(Records drawn from a dataset)
PR #1923, opened 2022-05-22
update `CONTRIBUTING.md`

KATT:
Did a quick pass on improving docs for contributors.

### DIFF
--- a/CONTRIBUTING.md
+++ b/CONTRIBUTING.md
@@ -27,10 +27,18 @@ In another terminal, you can for instance navigate to `examples/next-prisma-star
 ```bash
 # in project root directory
 yarn test --watch
+
+# example if you want to test a specific test file:
+yarn test --watch --testPathPattern react
 ```
 
 Testing is currently coalesced in [./packages/server/test](./packages/server/test); we import the different libs from here, this makes it easier for us to do integration testing + getting test coverage on the whole codebase.
 
+### Linting
+
+```bash
+yarn lint-fix
+```
 
 ### Documentation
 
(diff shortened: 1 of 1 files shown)


CONTRIBUTING.md
```diff
@@ -1,26 +1,53 @@
...
+This will start a watcher in parallel which builds all `packages/*` on any file change.
+
+**Terminal 2:**
+
 In another terminal, you can for instance navigate to `examples/next-prisma-starter` and run `yarn dev` & it will update whenever code is changed in the packages.
 
-## Testing
+### Testing
+
+> Note: you will want to have `yarn dev` running in parallel in another terminal
```
sachinraja, line 31: Is this needed? Don't the tests run the actual source TS files?

KATT: If they're setup with mock properly yes, unsure if all test files import the _packages thing

KATT: If they're setup with mock properly yes, unsure if all test files import the _packages thing

sachinraja: I think we just import the files directly instead of using the `@trpc/client`, `@trpc/react imports. [Example](https://github.com/trpc/trpc/blob/c4138897578949d910dd0bce9e1471a6ae73137e/packages/server/test/errors.test.ts#L9)

KATT: Yeah, but you can import something from the client that then uses the `@trpc/*` which then requires the mock to be setup first ☺

KATT: I'll merge it as is for now and we can revisit later!

sachinraja (approved):
Love how it shows the dual terminal workflow!

PR #1924, opened 2022-05-22
chore(lint): enforce camel-case filenames

mmkal:
Minor thing: I noticed a comment about filename casing in another PR. As this repo gets more contributors, thought it might help to reduce noise on pull requests by enforcing conventions at lint-time so people see early.

eslint-plugin-unicorn has loads of great rules along these lines but thought it better to introduce just this one rather than unleashing `unicorn/recommended` on a perfectly-happy repo.

I updated a few filenames that just seemed like oversights, but put in exceptions where it felt sensible (e.g. `whatever-tool-config.js` where `whatever-tool`'s convention overrides this repo's, and `issue-1234-blahBlah.test.ts` where (maybe?) `issue-1234` is a convention of its own. Happy to change more or fewer though based on feedback.


package.json
```diff
@@ -92,6 +92,7 @@
     "eslint-plugin-prettier": "^4.0.0",
     "eslint-plugin-react": "^7.25.1",
     "eslint-plugin-react-hooks": "^4.2.0",
+    "eslint-plugin-unicorn": "40.1.0",
```
mmkal, line 95: This isn't the latest version of eslint-plugin-unicorn, because versions 41 onwards depend on eslint 8+.

KATT (approved):

Issue #1939, opened 2022-05-25
Support for procedure method override


jlalmes:
_Originally posted by @KATT in https://github.com/trpc/trpc/discussions/1936#discussioncomment-2818345_

## Bonus, allow for method overriding

I made [this tweet](https://twitter.com/alexdotjs/status/1528854148011130880) yesterday and the main feedback that came back was to be able to sometimes have massive bodies when doing queries.

```
// interpret as query, even if it's a post
POST http://localhost?type=query
```

<sub>[T-70](https://linear.app/trpc/issue/T-70/support-for-procedure-method-override)</sub>

## Funding
* You can sponsor this specific effort via a [Polar.sh](https://polar.sh) pledge below
* We receive the pledge once the issue is completed & verified

<a href="https://polar.sh/trpc/trpc/issues/1939">
<picture>
  <source media="(prefers-color-scheme: dark)" srcset="https://polar.sh/api/github/trpc/trpc/issues/1939/pledge.svg?darkmode=1">
  <img alt="Fund with Polar" src="https://polar.sh/api/github/trpc/trpc/issues/1939/pledge.svg">
</picture>
</a>

PR #1940, opened 2022-05-25
Support for procedure method override

jlalmes:
Closes https://github.com/trpc/trpc/issues/1939.

## Support for procedure method override

By passing an optional `method?: 'GET' | 'POST'` property into `TRPCRequestOptions`, you can override the HTTP transport method used by queries/mutations. This is great for circumventing URL length limits when sending large input payloads to `query` procedures (there are use-cases for sending a `mutation` via GET too).

### Implementation
If `method` override is present the original `type` is added as a query parameter (i.e. `?type=query`). The `@trpc/server` will then resolve the `input` as the `POST` body but proceed to handle the request as a `query`. 

### Example
Query as POST: `client.query('getData', { bigPayload: [...] }, { method: 'POST' })`

### Additional
`httpLink` & `httpBatchLink` will now throw an error when sent a `subscription` operation.


packages/client/src/internals/httpRequest.ts
```diff
@@ -15,17 +14,17 @@ function arrayToDict(array: unknown[]) {
 export function httpRequest<TResponseShape = TRPCResponse>(
   props: {
     runtime: LinkRuntimeOptions;
-    type: ProcedureType;
+    type: 'query' | 'mutation';
+    method: 'query' | 'mutation';
```
mmkal, line 18: I think `'get' | 'post'` Are more intuitive here don’t you think?

jlalmes: Option A
```suggestion
    method: 'GET' | 'POST';
```
Option B
```suggestion
    typeOverride: 'query' | 'mutation';
```

Thoughts?

mmkal: I prefer A, it more directly tells the end user what the property will actually do. Aside from changing get to post it doesn’t somehow turn a query into a mutation. It’s purely an http thing right?

jlalmes:
Just updated description and added tests - ready for review!

KATT (commented):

▸ **Problem to solve**: Set down an exact copy of the entries above.

▸ **Written answer**:
PR #1923, opened 2022-05-22
update `CONTRIBUTING.md`

KATT:
Did a quick pass on improving docs for contributors.

### DIFF
--- a/CONTRIBUTING.md
+++ b/CONTRIBUTING.md
@@ -27,10 +27,18 @@ In another terminal, you can for instance navigate to `examples/next-prisma-star
 ```bash
 # in project root directory
 yarn test --watch
+
+# example if you want to test a specific test file:
+yarn test --watch --testPathPattern react
 ```
 
 Testing is currently coalesced in [./packages/server/test](./packages/server/test); we import the different libs from here, this makes it easier for us to do integration testing + getting test coverage on the whole codebase.
 
+### Linting
+
+```bash
+yarn lint-fix
+```
 
 ### Documentation
 
(diff shortened: 1 of 1 files shown)


CONTRIBUTING.md
```diff
@@ -1,26 +1,53 @@
...
+This will start a watcher in parallel which builds all `packages/*` on any file change.
+
+**Terminal 2:**
+
 In another terminal, you can for instance navigate to `examples/next-prisma-starter` and run `yarn dev` & it will update whenever code is changed in the packages.
 
-## Testing
+### Testing
+
+> Note: you will want to have `yarn dev` running in parallel in another terminal
```
sachinraja, line 31: Is this needed? Don't the tests run the actual source TS files?

KATT: If they're setup with mock properly yes, unsure if all test files import the _packages thing

KATT: If they're setup with mock properly yes, unsure if all test files import the _packages thing

sachinraja: I think we just import the files directly instead of using the `@trpc/client`, `@trpc/react imports. [Example](https://github.com/trpc/trpc/blob/c4138897578949d910dd0bce9e1471a6ae73137e/packages/server/test/errors.test.ts#L9)

KATT: Yeah, but you can import something from the client that then uses the `@trpc/*` which then requires the mock to be setup first ☺

KATT: I'll merge it as is for now and we can revisit later!

sachinraja (approved):
Love how it shows the dual terminal workflow!

PR #1924, opened 2022-05-22
chore(lint): enforce camel-case filenames

mmkal:
Minor thing: I noticed a comment about filename casing in another PR. As this repo gets more contributors, thought it might help to reduce noise on pull requests by enforcing conventions at lint-time so people see early.

eslint-plugin-unicorn has loads of great rules along these lines but thought it better to introduce just this one rather than unleashing `unicorn/recommended` on a perfectly-happy repo.

I updated a few filenames that just seemed like oversights, but put in exceptions where it felt sensible (e.g. `whatever-tool-config.js` where `whatever-tool`'s convention overrides this repo's, and `issue-1234-blahBlah.test.ts` where (maybe?) `issue-1234` is a convention of its own. Happy to change more or fewer though based on feedback.


package.json
```diff
@@ -92,6 +92,7 @@
     "eslint-plugin-prettier": "^4.0.0",
     "eslint-plugin-react": "^7.25.1",
     "eslint-plugin-react-hooks": "^4.2.0",
+    "eslint-plugin-unicorn": "40.1.0",
```
mmkal, line 95: This isn't the latest version of eslint-plugin-unicorn, because versions 41 onwards depend on eslint 8+.

KATT (approved):

Issue #1939, opened 2022-05-25
Support for procedure method override


jlalmes:
_Originally posted by @KATT in https://github.com/trpc/trpc/discussions/1936#discussioncomment-2818345_

## Bonus, allow for method overriding

I made [this tweet](https://twitter.com/alexdotjs/status/1528854148011130880) yesterday and the main feedback that came back was to be able to sometimes have massive bodies when doing queries.

```
// interpret as query, even if it's a post
POST http://localhost?type=query
```

<sub>[T-70](https://linear.app/trpc/issue/T-70/support-for-procedure-method-override)</sub>

## Funding
* You can sponsor this specific effort via a [Polar.sh](https://polar.sh) pledge below
* We receive the pledge once the issue is completed & verified

<a href="https://polar.sh/trpc/trpc/issues/1939">
<picture>
  <source media="(prefers-color-scheme: dark)" srcset="https://polar.sh/api/github/trpc/trpc/issues/1939/pledge.svg?darkmode=1">
  <img alt="Fund with Polar" src="https://polar.sh/api/github/trpc/trpc/issues/1939/pledge.svg">
</picture>
</a>

PR #1940, opened 2022-05-25
Support for procedure method override

jlalmes:
Closes https://github.com/trpc/trpc/issues/1939.

## Support for procedure method override

By passing an optional `method?: 'GET' | 'POST'` property into `TRPCRequestOptions`, you can override the HTTP transport method used by queries/mutations. This is great for circumventing URL length limits when sending large input payloads to `query` procedures (there are use-cases for sending a `mutation` via GET too).

### Implementation
If `method` override is present the original `type` is added as a query parameter (i.e. `?type=query`). The `@trpc/server` will then resolve the `input` as the `POST` body but proceed to handle the request as a `query`. 

### Example
Query as POST: `client.query('getData', { bigPayload: [...] }, { method: 'POST' })`

### Additional
`httpLink` & `httpBatchLink` will now throw an error when sent a `subscription` operation.


packages/client/src/internals/httpRequest.ts
```diff
@@ -15,17 +14,17 @@ function arrayToDict(array: unknown[]) {
 export function httpRequest<TResponseShape = TRPCResponse>(
   props: {
     runtime: LinkRuntimeOptions;
-    type: ProcedureType;
+    type: 'query' | 'mutation';
+    method: 'query' | 'mutation';
```
mmkal, line 18: I think `'get' | 'post'` Are more intuitive here don’t you think?

jlalmes: Option A
```suggestion
    method: 'GET' | 'POST';
```
Option B
```suggestion
    typeOverride: 'query' | 'mutation';
```

Thoughts?

mmkal: I prefer A, it more directly tells the end user what the property will actually do. Aside from changing get to post it doesn’t somehow turn a query into a mutation. It’s purely an http thing right?

jlalmes:
Just updated description and added tests - ready for review!

KATT (commented):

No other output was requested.